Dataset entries
PR #4980, opened 2026-02-17
Fix BcMath\Number unary plus/minus/bitwise-not

mpesari:
Fixes https://github.com/phpstan/phpstan/issues/13965

Returning `ObjectType('BcMath\Number')` from `toNumber()` fixed `+$x` and `-$x` but caused other tests to fail in these operations (https://github.com/phpstan/phpstan-src/blob/2.1.x/tests/PHPStan/Analyser/nsrt/bcmath-number.php)

* `$a & $b`
* `$a | $b`
* `$a ^ $b`
* `$a << $b`
* `$a >> $b`
 
This is fixed by checking for `BcMath\Number` early and returning `ErrorType` before calling `toNumber()` when handling those bitwise operations (`getBitwiseAndTypeFromTypes()` etc.)

I'm not sure if the `*ERROR*` -> `*NEVER*` changes in tests fix something or break something?

### DIFF
--- a/src/Reflection/InitializerExprTypeResolver.php
+++ b/src/Reflection/InitializerExprTypeResolver.php
@@ -993,6 +993,10 @@ final class InitializerExprTypeResolver
 			return $this->getNeverType($leftType, $rightType);
 		}
 
+		if ((new ObjectType('BcMath\Number'))->isSuperTypeOf($leftType)->yes()) {
+			return new ErrorType();
+		}
+
 		$result = $this->getFiniteOrConstantScalarTypes($leftType, $rightType, static fn ($a, $b) => $a & $b);
 		if ($result instanceof Type) {
 			return $result;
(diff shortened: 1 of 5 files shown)


VincentLanglet:
I'm not sure it's the right way to do it see
https://github.com/phpstan/phpstan/issues/13965#issuecomment-3914508563

Given the fact we have a `BcMathNumberOperatorTypeSpecifyingExtension` I don't see why we would have the unary operator hardcoded.

So maybe the best way to do it the same way is to
- introduce UnaryOperatorTypeSpecifyingExtension 
- implements it for BCMathNumber
- Introduce UnaryOperatorTypeSpecifyingExtensionRegistry and provider (or add a param to the construct of OperatorTypeSpecifyingExtensionRegistry)
- Use it in the InitializerExprTypeResolver the same way it's already used.

But I'd like the confirmation from someone else

staabm:
I did not verify it, but I think we have support for [GMP which also supports working with objects on operators](https://wiki.php.net/rfc/operator_overloading_gmp).

please see whether this can be used as inspiration how BcMath\Number could/should work

staabm:
see e.g. https://github.com/phpstan/phpstan-src/blob/e696ed0dd045e0d0d25b365ae8ef401b46272f6f/src/Type/OperatorTypeSpecifyingExtension.php#L6-L10

VincentLanglet:
You should be able to rework your PR with UnaryOperatorTypeSpecifyingExtension  https://github.com/phpstan/phpstan-src/pull/5284

VincentLanglet:
Closing since https://github.com/phpstan/phpstan/issues/13965 is solved

PR #4982, opened 2026-02-17
Filter unsupported OpenSSL cipher methods on PHP 8.0-8.4

VincentLanglet:
## Summary

On PHP 8.0-8.4, `openssl_get_cipher_methods()` reports cipher algorithms that are not actually supported by OpenSSL functions like `openssl_cipher_iv_length()` and `openssl_cipher_key_length()`. This is due to a PHP bug (https://github.com/php/php-src/issues/19994) where `openssl_get_cipher_methods()` uses a different source of algorithms than the actual cipher functions, causing it to list algorithms that OpenSSL 3.0 has disabled by default.

This caused PHPStan to incorrectly refine the return type of these functions — for example, `openssl_cipher_iv_length('aes-128-cbc-cts')` was narrowed to `int` when it actually returns `false` on PHP 8.0-8.4.

## Changes

- Added `src/Type/Php/OpenSslCipherMethodsProvider.php` — a shared service that filters the cipher methods list by actually testing each algorithm with `openssl_cipher_iv_length()`, excluding those that return `false` (i.e. are not truly supported)
- Updated `src/Type/Php/OpensslCipherFunctionsReturnTypeExtension.php` to use the new shared provider instead of directly querying `openssl_get_cipher_methods()`
- Updated `src/Type/Php/OpenSslEncryptParameterOutTypeExtension.php` to use the same shared provider for consistent behavior

## Root cause

`openssl_get_cipher_methods()` on PHP 8.0-8.4 uses `EVP_CIPHER_do_all_sorted()` to enumerate algorithms, while functions like `openssl_cipher_iv_length()` use `EVP_get_cipherbyname()` to resolve them. With OpenSSL 3.0+, the former returns algorithms from all providers (including disabled ones), while the latter only returns algorithms from loaded providers. This discrepancy was fixed in PHP 8.5 via a refactoring of the OpenSSL implementation.

The fix filters the algorithm list at PHPStan's analysis time by calling `openssl_cipher_iv_length()` for each algorithm and removing those that fail, ensuring only truly supported algorithms are used for type refinement.

## Test

Added `tests/PHPStan/Analyser/nsrt/bug-13692.php` — verifies that `openssl_cipher_iv_length('aes-128-cbc-cts')` is correctly refined to `false` (not `int`) on PHP 8.4, while `aes-128-cbc` still correctly refines to `int`.

Fixes phpstan/phpstan#13692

● Exercise
Where a line above holds the word "ObjectType", copy it.

● Response for this exercise
Returning `ObjectType('BcMath\Number')` from `toNumber()` fixed `+$x` and `-$x` but caused other tests to fail in these operations (https://github.com/phpstan/phpstan-src/blob/2.1.x/tests/PHPStan/Analyser/nsrt/bcmath-number.php)
+		if ((new ObjectType('BcMath\Number'))->isSuperTypeOf($leftType)->yes()) {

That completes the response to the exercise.